= Christoph Friedrich Otto =

German gardener and botanist

Christoph Friedrich Otto (4 December 1783 - 7 December 1856) was a German gardener and botanist.

He was born in Schneeberg, Saxony. From 1805 to 1843 he was inspector of the Botanical Garden in Berlin. Together with Albert Gottfried Dietrich (1795–1856), he edited the Allgemeinen Gartenzeitung from 1833 until his death in 1856 in Berlin.

The genus of plants Ottoa H.B.K. is named after him.
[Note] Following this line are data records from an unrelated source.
PR #6795, opened 2021-05-12
[one-cmds] Upgrade venv onnx-tf to 1.8.0

seanshpark:
This will upgrade venv onnx-tf to 1.8.0 with a minor patch for
DepthwiseConv2D conversion.


mhs4670go (approved):
LGTM

Issue #6714, opened 2021-04-29
[luci] Transformation of Min+ReLU to ReLU6


seanshpark:
Let's add transformation of Min(6) + ReLU to ReLU6.

seanshpark:
From #6616

seanshpark:
done

PR #6797, opened 2021-05-13
DRAFT: Compiler FE: Support Min+ReLU to ReLU6

seanshpark:
draft to support Min+ReLU to ReLU6 transformation.


seanshpark:
For #6714

seanshpark:
all landed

As a taxonomist, he was the binomial authority/co-authority of many species, including numerous plants within the family Cactaceae.

== Published works ==
- Abbildung der fremden in Deutschland ausdauernden Holzarten, 1819–1830 (with Friedrich Guimpel and Friedrich Gottlob Hayne).
- Abbildungen auserlesener Gewächse des königlichen botanischen Gartens, 1820–1828 (with Heinrich Friedrich Link) - Illustrations of plants from the royal botanical gardens.
- Abbildungen neuer und seltener Gewächse …, 1828–1831 (with Heinrich Friedrich Link) - Illustrations of new and rare plants.
- Abbildung und Beschreibung blühender Cacteen, 1838–1850 (with Ludwig Karl Georg Pfeiffer) - Illustrations and descriptions of blooming cacti.
- "Icones plantarum rariorum horti Regii Botanici Berolinensis" - (Illustrations of rare plants of the royal botanical gardens), 1840–1844 (with Heinrich Friedrich Link and Johann Friedrich Klotzsch).